Les deux interlocuteurs attachèrent l’un sur l’autre un regard pénétrant. Il y eut une minute de silence.

— Cela commencera dans les premiers jours de mai, et pour la fête de l’Intercession[20] tout sera fini, déclara brusquement Pierre Stépanovitch.

— Je vous remercie sincèrement, dit d’un ton pénétré Karmazinoff en serrant les mains du visiteur.

— « Tu auras le temps de quitter le navire, rat ! » pensa Pierre Stépanovitch quand il fut dans la rue. « Allons, si cet « homme d’État » est si soucieux de connaître le jour et l’heure, si le renseignement que je lui ai donné lui a fait autant de plaisir, nous ne pouvons plus, après cela, douter de nous. (Il sourit.) Hum. Au fait, il compte parmi leurs hommes intelligents, et… il ne songe qu’à déguerpir ; ce n’est pas lui qui nous dénoncera ! »

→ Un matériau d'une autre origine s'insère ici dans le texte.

PR #3604, opened 2025-06-05
Generate macros from metadata

bugadani:
The goal of this PR is to rely on esp-metadata more, by generating code from metadata. Eventually this should allow us to better parametrize drivers.


esp-metadata/src/generate_cfg.rs
```diff
@@ -301,6 +302,45 @@ impl Config {
...
+                ( #name ) => {
+                    #start .. #end
+                };
+            }
+        });
+
+        g.extend(quote::quote! {
+            /// Macro to get the address range of the given memory region.
+            #[macro_export]
+            macro_rules! memory_range {
```
bugadani, line 497: Why is this a macro? I want to be able to put some of this data into doc comments, and the idea I have is separate macro branches that would generate strings. The main use case is the I2C FIFO size, which we put into a (private) doc comment, and that could look something like `property!(i2c_fifo_len, str)`.

Additionally, these macros are visible globally in esp-hal, so no import statements are needed. I don't intend to create a new macro for each property, but a single `property!` macro that would have keys, so we don't clutter up the global namespace, but that's not terribly important at this point.

bugadani:
I think I'll stop here so that we can evaluate the idea. I hope we'll eventually be able to remove the entirety of the `soc` module, and end up with a single way of customizing device drivers for each implementation (as the soc module is one such way, e.g. it implements device-specific bits of TRNG). We should also be able to reuse the efuse codegen from espflash, or rather make esp-metadata the source of truth for it.

bjoernQ:
I guess I like the general idea. At least we should be able to get rid of things like the `soc::constants` module easily

esp-metadata/devices/esp32.toml
```diff
@@ -78,3 +79,7 @@ symbols = [
 ]
 
 memory = [{ name = "dram", start = 0x3FFA_E000, end = 0x4000_0000 }]
+
+[device.rmt]
```
MabezDev, line 83: Is this data already available in a machine readable format? I can really see the appeal for this approach if we _don't_ have to manually specify this stuff.

esp-metadata/src/generate_cfg.rs
MabezDev: I like this idea a lot, we often have this information in two places because of the need the value in both code and in docs.

esp-hal/src/lib.rs
```diff
@@ -182,9 +182,22 @@
 // MUST be the first module
 mod fmt;
 
+#[macro_use]
+/// This module contains code generated by `esp-metadata`.
```
MabezDev, line 186: Do we even want to publicly document this? Maybe one (and probably should have some mention here anyways) for the DEVELOPER-GUIDELINES?

MabezDev (approved):
Overall this approach seems solid to me!

I'd love to be able to import this directly from some other format, but regardless it's probably better to be editing toml files than code when we need new constants. I particularly like the format specifier with the macro branches, I think we'll be able to do some creative things with that.

esp-hal/src/lib.rs
bugadani: This macro shouldn't be publicly visible at all, the documentation is meant to be for us. D-G could use a section about how a driver looks, in general.

esp-metadata/devices/esp32.toml
bjoernQ: it is here: https://github.com/espressif/esp-idf/blob/adcbdd7da4fca12cd48ca5338e3fa0e8cf6695ce/components/soc/esp32/ld/esp32.peripherals.ld#L22

Maybe the SVD would be a slightly better place for it but this is probably not really a bad place either

bjoernQ (approved):
LGTM

esp-metadata/devices/esp32.toml
bugadani: It would be better to encode this in the PACs, but we'd just move one set of handwritten constants to another place at this point.

PR #3605, opened 2025-06-05
Don't check chip when building documentation

bugadani:


xtensa-lx-rt/build.rs
```diff
@@ -105,22 +105,29 @@ fn handle_esp32() -> Result<()> {
...
-        panic!(
-            "Unsupported target: {target}. Expected one of: {}",
-            Chip::TARGET_TO_CHIP
-                .iter()
-                .map(|(t, _)| t.to_string())
-                .collect::<Vec<_>>()
-                .join(", ")
-        );
+    // Do not check target when building documentation
+    let chip = if std::env::var("RUSTDOCFLAGS").is_err() {
```
bjoernQ, line 109: this relies on us passing RUSTDOCFLAGS (which we do), right? Wouldn't catch `cd`ing into the directory and just running `cargo doc`?

bugadani: The goal is to let docs.rs and xtask complete, I personally don't care about cd-ing into the folder and running cargo doc

bjoernQ: Sure - just wondering if cargo sets the doc-cfg also for build scripts and a simple cfg would cover all cases

bjoernQ: ok -checked it and it's apparently not set for build scripts

bjoernQ (approved):

xtensa-lx-rt/build.rs
bugadani: Sorry, I forgot, here's the issue: https://github.com/rust-lang/cargo/issues/8811

MabezDev (approved):
Thanks!

PR #3606, opened 2025-06-06
Add subcommand to rollover migration guides

MabezDev:
#### Description

Adds migration guide rollover, currently only for four packages.

#### Testing

It was tested in this PR, see the second commit: `cargo xtask release post-release --no-dry-run`


xtask/src/lib.rs
```diff
@@ -106,6 +106,12 @@ impl Package {
             .any(|line| line.contains("asm_experimental_arch"))
     }
 
+    pub fn has_migration_guide(&self, _workspace: &Path) -> bool {
+        use Package::*;
+        // TODO replace with logic to check if a migration guide exists in the package
```
bugadani: It's not a hard problem, we probably should do it in this PR.

xtask/src/commands/release/post_release.rs
```diff
@@ -0,0 +1,74 @@
...
+use strum::IntoEnumIterator;
+
+use crate::Package;
+use super::PLACEHOLDER;
+
+#[derive(Debug, Clone, clap::Args)]
+pub struct PostReleaseArgs {
+    /// Package to run the post release step on.
+    #[arg(long, value_enum, value_delimiter = ',', default_values_t = Package::iter())]
+    packages: Vec<Package>,
```
bugadani: We should probably read these from the release plan

xtask/src/commands/release/post_release.rs
```diff
@@ -0,0 +1,74 @@
...
+    /// Actually execute post-release actions.
+    #[arg(long)]
+    no_dry_run: bool,
```
bugadani: Do we really need to be paranoid here? The cost of nuking all migration guides is a single git reset. If you're worried about losing work, then you can check if there are no uncommitted changes.

xtask/src/commands/release/post_release.rs
```diff
@@ -0,0 +1,74 @@
...
+        version.patch = 0;
+
+        // Generate migration guide filename
+        let migration_file_name = format!("MIGRATING-{}.md", version);
+        let migration_file_path = package_path.join(&migration_file_name);
+
+        // Create the migration guide file if it doesn't exist
+        if !migration_file_path.exists() {
+            // Create the title content
+            let title = format!("# Migration Guide from {} to {}\n", version, PLACEHOLDER);
```
bugadani, line 53: You touch on an interesting point:

- patch releases shouldn't have migration guides
- crates that have migration guides shouldn't be released as a patch release

🤔

MabezDev: Given that this is a post release stop, I guess there is no point checking anything here, but I think we could add more more safety rails to the pre release checks based on this?

MabezDev:
The command is now "plan" based. I dropped the dry-run flag, and extracted the some parts of the `make_git_changes` so that I could reuse it here in the post release subcommand.

Working run: https://github.com/esp-rs/esp-hal/compare/main...post-release-branch-2025-06-09?quick_pull=1&title=Post+release+rollover&labels=skip-changelog

xtask/src/commands/release/execute_plan.rs
```diff
@@ -140,10 +147,11 @@ fn make_git_changes(dry_run: bool, release_plan_str: &str, release_plan: &Plan)
     if dry_run {
         println!("Dry run: would commit changes to branch: {branch_name}");
     } else {
+        Command::new("git").arg("add").arg(".").status().context("Failed to stage changes")?;
```
bugadani, line 150: This makes me slightly uncomfortable (we should pass in the list of new files instead), but it's not a big deal given we have to through pass a few eyes.

xtask/src/commands/release.rs
```diff
@@ -58,6 +64,11 @@ pub enum Release {
     /// - Update the version in the changelog
     /// - Replaces `{{currentVersion}}` markers in source files and the
     ///   migration guide.
+    #[cfg(feature = "release")]
+    /// Rollover migrations steps post release.
+    /// - Create new migration guides for packages that have a migration guide
+    PostRelease,
```
bugadani: I'm not sure why you want to have BumpVersion's documentation on top of PostRelease 🤔

bugadani (commented):
Besides the CLI help weirdness I don't have much to add

xtask/src/commands/release/execute_plan.rs
MabezDev: I agree it's a bit scary, but agree it's not a big deal given these changes always get reviewed before they make it into main.

xtask/src/commands/release.rs
MabezDev: Oops! Not sure what happened here, will fix.

JurajSadel (approved):
Thanks!

Issue #2269, opened 2024-10-03
DMA move API tracking issue


bugadani:
Basics

- #1716
- #1719
- #1856
- #1976

Peripheral support

- [x] SPI master
- [x] SPI slave #3326
- [x] I8080 #2191
  - #2268
- [x] Camera #2242
- [x] AES #3084
- [x] PARL IO #3033
- [ ] I2S
- [x] Memcpy #3329

Buffer features

- #2161
- [ ] Support other slice types besides `u8`.
- [x] [Support configuring burst mode](https://github.com/esp-rs/esp-hal/pull/2336)
- [x] [Support configuring the "check descriptor ownership" feature on the DMA channel](https://github.com/esp-rs/esp-hal/pull/2337)
- [x] [Support configuring the ownership write back feature in the DMA channel](https://github.com/esp-rs/esp-hal/pull/3107)
- [x] [Allow users to create the Preparation struct (make it public)](https://github.com/esp-rs/esp-hal/pull/2455)
- [ ] Expose an unsafe constructor for people to create buffers on the stack.
- [ ] Place the buffer view methods in internal ram since they're likely to be called in interrupts

Buffer types

- [ ] DmaTxStreamingBuf
- [ ] DmaTxCircularBuf
- [ ] DmaRxCircularBuf
- [ ] DmaReadOnlyBuf (for creating multiple bufs that point to the same buffer)
- [ ] Compressed buffer? Not sure if this should be in the hal

Note: This issue can be closed once the `DescriptorChain` struct is deleted.

bugadani:
I thought we might want to track work that needs to be done in this area, but I'm unsure what that work actually is.

Dominaezzz:
I've added all the stuff I had at the back of my mind

bjoernQ:
While working on migrating the I2S driver to use the buffer / buffer-view mechanism a few problems got revealed

The fundamental assumption about buffers is that they are free (and actually in-charge) to modify the descriptor list _and_ otherwise don't deal with the actual DMA hw.

In the case of one-shot transfers this works fine - there is a preparation phase before starting the DMA-machinery and things will end up fine.

In the case of streaming-like buffers the buffers (i.e. the views) need to update the linked list "in-flight" - an example of this is https://docs.espressif.com/projects/rust/esp-hal/1.1.0/esp32c6/esp_hal/dma/struct.DmaRxStreamBuf.html (and the docs explain how the list is actually modified)

[...]

PR #3612, opened 2025-06-07
Start i2s circular with borrow

### LINKED ISSUE #3285: I2S circular transfers, should be stopable.
## Motivations

I have some code that records sound from an I2S microphone and looks like this:

```Rust   
    let (rx_buffer, rx_descriptors, _, tx_descriptors) = dma_buffers!(16 * 4096, 0);

    let i2s = I2s::new(
        peripherals.I2S0,
        Standard::Philips,
        FORMAT,
        SAMPLE_RATE.Hz(),
        peripherals.DMA_CH1,
        rx_descriptors,
        tx_descriptors,
    )
    .with_mclk(peripherals.GPIO4)
    .into_async();

    let i2s_rx = i2s
        .i2s_rx
        .with_ws(peripherals.GPIO3)
        .with_din(peripherals.GPIO2)
        .build();

    let mut transfer = i2s_rx
        .read_dma_circular_async(rx_buffer)
        .expect("No dma read");
```   

It then it pop data in a loop, it works great.

But now I want to stop my recording, and restart it later. I can't drop the transfer and create a new one, as it took ownership of i2s_rx. The same issue boils upwards as every step takes ownership of something else and nothing is just disposable. 

## Solution

It would be nice to stop the transfer by just droping the handle, similar to lock, but I'm not sure how it would work with regards to still using the I2xRx struct. I guess keeping a mutable borrow will act the same as consuming but impose some lifetime requirements.

## Alternatives

It may be easier to implement this canceling with a method that after stoping the transfer it returns the owned I2sRx struct.

## Additional context

I haven't tried it but I guess the same problem exists for I2sTx transfers.

AstrickHarren:
This should partially fix #3285 basically we don't take owner ship of i2s when starting transfer. Not sure if this is a good way to go so I kinda want to make sure. Uses double lifetime so I can convert it back to a draft if you will and in addition to that I can help stabilizing the interface as well but I don't really know if we still want the same structure we used in esp-idf where a message queue (channel) is used to juggle between DMA owned and CPU owned descriptors.

### DIFF
--- a/esp-backtrace/Cargo.toml
+++ b/esp-backtrace/Cargo.toml
@@ -25,6 +25,7 @@ esp-config  = { version = "0.5.0", path = "../esp-config" }
 esp-println = { version = "0.15.0", optional = true, default-features = false, path = "../esp-println" }
 heapless    = "0.8"
 semihosting = { version = "0.1.20", optional = true }
+document-features = "0.2.11"
 
 [build-dependencies]
 esp-config   = { version = "0.5.0", path = "../esp-config", features = ["build"] }
@@ -40,21 +41,27 @@ esp32h2 = ["esp-println?/esp32h2"]
 esp32s2 = ["esp-println?/esp32s2", "semihosting?/openocd-semihosting"]
 esp32s3 = ["esp-println?/esp32s3", "semihosting?/openocd-semihosting", "print-float-registers"]
 
-# Use esp-println
+## Use `esp-println`
 println = ["dep:esp-println"]
 
-# Use defmt
+## Use `defmt`
 defmt = ["dep:defmt"]
 
 print-float-registers = [] # TODO support esp32p4
 
 # You may optionally enable one or more of the below features to provide
 # additional functionality:
+## Print messages in red (only used for panic and exception handlers)
 colors               = []
+## Invoke the extern function custom_halt() instead of doing a loop {} in case of a panic or exception
 custom-halt          = []
+## Invoke the extern function `custom_pre_backtrace()` before handling a panic or exception
 custom-pre-backtrace = []
+## Include an exception handler, will add `esp-println` as a dependency
 exception-handler    = []
+## Halt both CPUs on ESP32 / ESP32-S3 instead of doing a `loop {}` in case of a panic or exception
 halt-cores           = []
+## Include a panic handler, will add `esp-println` as a dependency
 panic-handler        = []
 
 [lints.rust]
--- a/esp-backtrace/src/lib.rs
+++ b/esp-backtrace/src/lib.rs
@@ -1,6 +1,26 @@
 #![allow(rustdoc::bare_urls, unused_macros)]
 #![cfg_attr(target_arch = "xtensa", feature(asm_experimental_arch))]
-#![doc = include_str!("../README.md")]
+//! This is a lightweight crate for obtaining backtraces during panics, exceptions, and hard faults
+//! on Espressif devices. It provides optional panic and exception handlers and supports a range of
+//! output options, all configurable through feature flags.
+#![cfg_attr(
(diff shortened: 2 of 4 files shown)


Dominaezzz:
Thanks for the PR!

This will probably prevent some people from storing the ongoing transaction in the same struct that they also store the I2s driver (when it's idle).

> but I don't really know if we still want the same structure we used in esp-idf where a message queue (channel) is used to juggle between DMA owned and CPU owned descriptors.

Once https://github.com/esp-rs/esp-hal/issues/2269 is resolved for I2S, users will be able to pick any structure they like (without having to rewrite the driver from scratch).
Until then, any structure that enables the current users to use the driver is good enough.

AstrickHarren:
> This will probably prevent some people from storing the ongoing transaction in the same struct that they also store the I2s driver (when it's idle).

I could be wrong but I don't think you can do that anyway cuz when you try to create a transfer, you lose the ownership to the original i2s driver anyway. I mean the closest I can think of to store both the transfer and the driver in the same struct would be something like this

```rust 
pub struct Foo<'d, BUFFER> {
    i2s: I2sRx<'d, Async>,
    transfer: Option<I2sReadDmaTransferAsync<'d, BUFFER>>,
}

impl<'d, BUFFER: WriteBuffer> Foo<'d, BUFFER> {
    fn start(&mut self, buf: BUFFER) -> Result<(), Error> {
        self.transfer = Some(self.i2s.read_dma_circular_async(buf)?); // cannot move out `self.i2s`
        Ok(())
    }
}
```

So you won't be able to move out i2s anyway. But then if you mean by storing the *peripheral* I2S struct defined in `mod peripheral`, it is also impossible to have a such a peripheral and its transfer, which borrows (or moves, which takes us back to the previous problems showed in the snippet) itself stay in the same struct because rust doesn't really allow self referential object. So I'm not sure I understand your point.

Dominaezzz:
This is what I meant.
```Rust
pub struct Foo<'d, BUFFER> {
    i2s: Option<I2sRx<'d, Async>>,
    transfer: Option<I2sReadDmaTransferAsync<'d, BUFFER>>,
}
```

That would let you move the driver out, start the transfer, then store the transfer.
If this API switches to borrowing, users will run into the self referential struct problem like you said.

[Here](https://github.com/Dominaezzz/esp32-mjpeg/blob/main/src/lib.rs)'s an example of an application doing something like it.

AstrickHarren:
Ah, I get it. Then you should be able to do something like this: 

```rust
pub struct Foo<'a, 'd, BUFFER> {
    i2s: Option<(&'a mut I2sRx<'d, Async>, BUFFER)>,
    transfer: Option<I2sReadDmaTransferAsync<'a, 'd, BUFFER>>,
}

impl<'a, 'd, BUFFER: WriteBuffer> Foo<'a, 'd, BUFFER> {
    fn start(&mut self) {
        match self.i2s.take() {
            Some((i2s, buf)) => {
                let transfer = i2s.read_dma_circular_async(buf).unwrap();
                self.transfer = Some(transfer);
            }
            None => (),
        }
    }
}
```

The other solution, I think it may be better, could be to write a stop method for the transfer, as it already has the ownership of `I2sRx` anyway, so we can simply clear the bit on the i2s start register, and another method to restart it, and restarting doesn't need to reconfigure dma again as it is already configured.  
What do you think of this? @Dominaezzz.

Dominaezzz:
Sending `Foo` to a different thread won't be possible if it looks like that iirc. 

A `stop()` method sounds very sensible to me.

bjoernQ:
`stop` is something we probably want - see #3285

self-borrows is something we had for DMA but for the reasons @Dominaezzz laid out we consider this to be something we don't want

PR #3613, opened 2025-06-09
Uncomment ESP32-C3 ICACHE

bugadani:


MabezDev (commented):
Does this have a real world impact? IIRC the cache region can't be used so it's just here for "decorative" purposes?

bugadani:
Probably no impact.

JurajSadel (approved):

Issue #884, opened 2023-10-30
Implement `Digital Signature` peripheral


AnthonyGrondin:
## Description
A Digital Signature is used to verify the authenticity and integrity of a message using a cryptographic algorithm.
This can be used to validate a device’s identity to a server, or to check the integrity of a message.

The Digital Signature (DS) module provides hardware acceleration of messages’ signatures
based on RSA. It uses pre-encrypted parameters to calculate a signature. The parameters are encrypted using
HMAC as a key-derivation function. In turn, the HMAC uses eFuses as an input key. The whole process happens
in hardware so that neither the decryption key for the RSA parameters nor the input key for the HMAC key
derivation function can be seen by the users while calculating the signature.

## Support
If a cell contains am em dash (—) this means that the particular peripheral is not present for a chip. A check mark (✓) means that some driver implementation exists. An empty cell (  ) means that the driver hasn't been implemented for the chip yet.

| ESP32 | ESP32-C2 | [ESP32-C3](https://www.espressif.com/sites/default/files/documentation/esp32-c3_technical_reference_manual_en.pdf#section.22) | [ESP32-C6](https://www.espressif.com/sites/default/files/documentation/esp32-c6_technical_reference_manual_en.pdf#section.23) | [ESP32-H2](https://www.espressif.com/sites/default/files/documentation/esp32-h2_technical_reference_manual_en.pdf#section.22) | [ESP32-S2](https://www.espressif.com/sites/default/files/documentation/esp32-s2_technical_reference_manual_en.pdf#section.20) | [ESP32-S3](https://www.espressif.com/sites/default/files/documentation/esp32-s3_technical_reference_manual_en.pdf#section.22) |
|-----------|---------------|----------------|----------------|----------------|---------------|----------------|
|     —    |        —       |                   |                   |                   |                  |                   |

## Additional information
Here's an example of how the peripheral is used inside `esp-idf` to accelerate signatures for `mbedtls`
https://github.com/espressif/esp-idf/blob/master/components/mbedtls/port/esp_ds/esp_rsa_sign_alt.c

brxken128:
With this functionality, these devices can implement some form of 2FA or act as a HSM which would be a huge bonus. I'm a cryptographer myself, and would be more than willing to give writing a Rust-compatible challenge-response library utlising these features.

I only have access to ESP32-S3's (as they're my favourite), but I'll pick up a few other suitable chips in order to validate things across more devices in due course.

PR #3617, opened 2025-06-09
Peripheral support table

### LINKED ISSUE #2584: Auto generate chip support status for docs
We (mostly @jessebraham's work :D) used to manually maintain a manual table in https://github.com/esp-rs/esp-hal/issues/19, whilst this was mostly for tracking purposes, something like this is useful for new users to see the support status for the chip they wish to use at a glance.

I think we can use esp-metadata to generate a markdown table of chip support status for a given chip automagically.

bugadani:
- I'm sure I've missed a peripheral or two somewhere
- The concept is a bit backwards, we probably will want to generate the peripheral instance cfgs (e.g. (`spi2`) based on the driver config. Right now the symbols are instead used to somewhat double-check the configs. This will be tidied up later.

Closes #2584

### DIFF
--- a/esp-hal/README.md
+++ b/esp-hal/README.md
@@ -46,6 +46,64 @@ For help getting started with this HAL, please refer to [The Rust on ESP Book] a
 [s2-trm]: https://www.espressif.com/sites/default/files/documentation/esp32-s2_technical_reference_manual_en.pdf
 [s3-trm]: https://www.espressif.com/sites/default/files/documentation/esp32-s3_technical_reference_manual_en.pdf
 
+## Peripheral support
+
+<!-- The following table is machine generated. Do not edit the comments and the table by hand! -->
+<!-- start chip support table -->
+| Driver             | ESP32 | ESP32-C2 | ESP32-C3 | ESP32-C6 | ESP32-H2 | ESP32-S2 | ESP32-S3 |
+| ------------------ |:-----:|:--------:|:--------:|:--------:|:--------:|:--------:|:--------:|
+| ADC                | ⚒️   | ⚒️      | ⚒️      | ⚒️      | ⚒️      | ⚒️      | ⚒️      |
+| AES                | ⚒️   |          | ⚒️      | ⚒️      | ⚒️      | ⚒️      | ⚒️      |
+| ASSIST_DEBUG       |       | ⚒️      | ⚒️      | ⚒️      | ⚒️      |          | ⚒️      |
+| DAC                | ⚒️   |          |          |          |          | ⚒️      |          |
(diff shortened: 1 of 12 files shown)


esp-hal/README.md
```diff
@@ -46,6 +46,63 @@ For help getting started with this HAL, please refer to [The Rust on ESP Book] a
 [s2-trm]: https://www.espressif.com/sites/default/files/documentation/esp32-s2_technical_reference_manual_en.pdf
 [s3-trm]: https://www.espressif.com/sites/default/files/documentation/esp32-s3_technical_reference_manual_en.pdf
 
+## Peripheral support
+
+<!-- start chip support table -->
```
MabezDev, line 52: We should mention this table is machine generated in a comment so that users don't try and manually modify this.

esp-metadata/devices/esp32.toml
```diff
@@ -80,6 +81,64 @@ symbols = [
...
+status = "not_supported"
+
+[device.camera]
+status = "not_supported"
+[device.rgb_display]
+
+# Other drivers which are partially supported but have no other configuration:
+
+## Crypto
+[device.aes]
```
MabezDev, line 121: These entries imply `status = "partial"`?

esp-hal/README.md
```diff
@@ -46,6 +46,64 @@ For help getting started with this HAL, please refer to [The Rust on ESP Book] a
...
+<!-- The following table is machine generated. Do not edit the comments and the table by hand! -->
+<!-- start chip support table -->
+| Driver             | ESP32 | ESP32-C2 | ESP32-C3 | ESP32-C6 | ESP32-H2 | ESP32-S2 | ESP32-S3 |
+| ------------------ |:-----:|:--------:|:--------:|:--------:|:--------:|:--------:|:--------:|
+| ADC                | ⚒️   | ⚒️      | ⚒️      | ⚒️      | ⚒️      | ⚒️      | ⚒️      |
+| AES                | ⚒️   |          | ⚒️      | ⚒️      | ⚒️      | ⚒️      | ⚒️      |
+| ASSIST_DEBUG       |       | ⚒️      | ⚒️      | ⚒️      | ⚒️      |          | ⚒️      |
+| DAC                | ⚒️   |          |          |          |          | ⚒️      |          |
+| DMA                | ⚒️   | ⚒️      | ⚒️      | ⚒️      | ⚒️      | ⚒️      | ⚒️      |
+| DS                 |       |          | ⚒️      | ⚒️      | ⚒️      | ⚒️      | ⚒️      |
```
AnthonyGrondin, line 60: What is the partial support for `Digital Signature`? As far as I'm aware, no driver has been implemented for it

See #884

Il courut à la maison de Philippoff, rue de l’Épiphanie.

VI

Pierre Stépanovitch passa d’abord chez Kiriloff. Celui-ci, seul comme de coutume, faisait cette fois de la gymnastique au milieu de la chambre, c’est-à-dire qu’il écartait les jambes et tournait les bras au-dessus de lui d’une façon particulière. La balle était par terre. Le déjeuner n’avait pas encore été desservi, et il restait du thé froid sur la table. Avant d’entrer, Pierre Stépanovitch s’arrêta un instant sur le seuil.

— Tout de même vous vous occupez beaucoup de votre santé, dit-il d’une voix sonore et gaie en pénétrant dans la chambre ; — quelle belle balle ! oh ! comme elle rebondit ! c’est aussi pour faire de la gymnastique ?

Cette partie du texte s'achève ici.